Ein Hubschrauber-Pilot hat im Pazifik zufällig vier Menschen in Seenot entdeckt und sie von ihren Booten gerettet, von denen eines seit vier Wochen über das Meer trieb. Das "Marshall Islands Journal" berichtete am Donnerstag, der Pilot sei im Auftrag von Fischern auf der Suche nach Thunfischen gewesen.

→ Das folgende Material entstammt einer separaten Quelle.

PR #256, opened 2019-09-21
Shrestha/detect multiple variable updates from the same output of encap

shresthamalik:
This PR is mainly to detect and throw an error in case a scenario like below is encountered.
https://github.com/tensorflow/ngraph-bridge/pull/256/files#diff-02acaea7e11deb779e44f53cdfd1ca84R467

Two Variables are being updated with the same value --> by same output (output index) of Enacap Op.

Am vergangenen Wochenende entdeckte er dabei einen Jugendlichen und drei Angler in Seenot.

Die Fischer stammen vom Inselstaat Kiribati (Archivbild).  SN/picturedesk
Die Fischer stammen vom Inselstaat Kiribati (Archivbild).

Die beiden Boote der vier Unglücksfahrer hatten in Kiribati abgelegt, das etwa 650 Kilometer weit weg von der Stelle im Meer liegt, wo der Hubschrauber-Pilot sie entdeckte. Einer der vier litt an leichter Dehydration, die anderen waren wohlauf. Alle wurden ins Krankenhaus in Majuro gebracht, der Hauptstadt der Marschallinseln.

Der 14-jährige Jugendliche trieb bereits elf Tage ohne Essen übers Meer, wie der Kapitän des Fischkutters berichtete, der die vier Menschen in Seenot aufnahm und an Land brachte. Die drei Angler waren fast einen Monat lang unterwegs und ernährten sich demnach in der Zeit von Fischen. Die beiden Boote waren nur acht Kilometer voneinander entfernt in Seenot, bemerkten einander jedoch nicht bis zu ihrer Rettung.

Im Pazifik liegen viele kleine Inseln weit voneinander entfernt. Deswegen sind Vorfälle dieser Art nicht selten. Im Jänner 2014 tauchte ein Fischer auf den Marschallinseln auf, der 13 Monate zuvor an Mexikos Westküste abgelegt hatte und in Seenot geraten war. Er ernährte sich nach eigenen Angaben von Vögeln, Fischen und trank Schildkrötenblut. Sein Begleiter starb auf der Fahrt.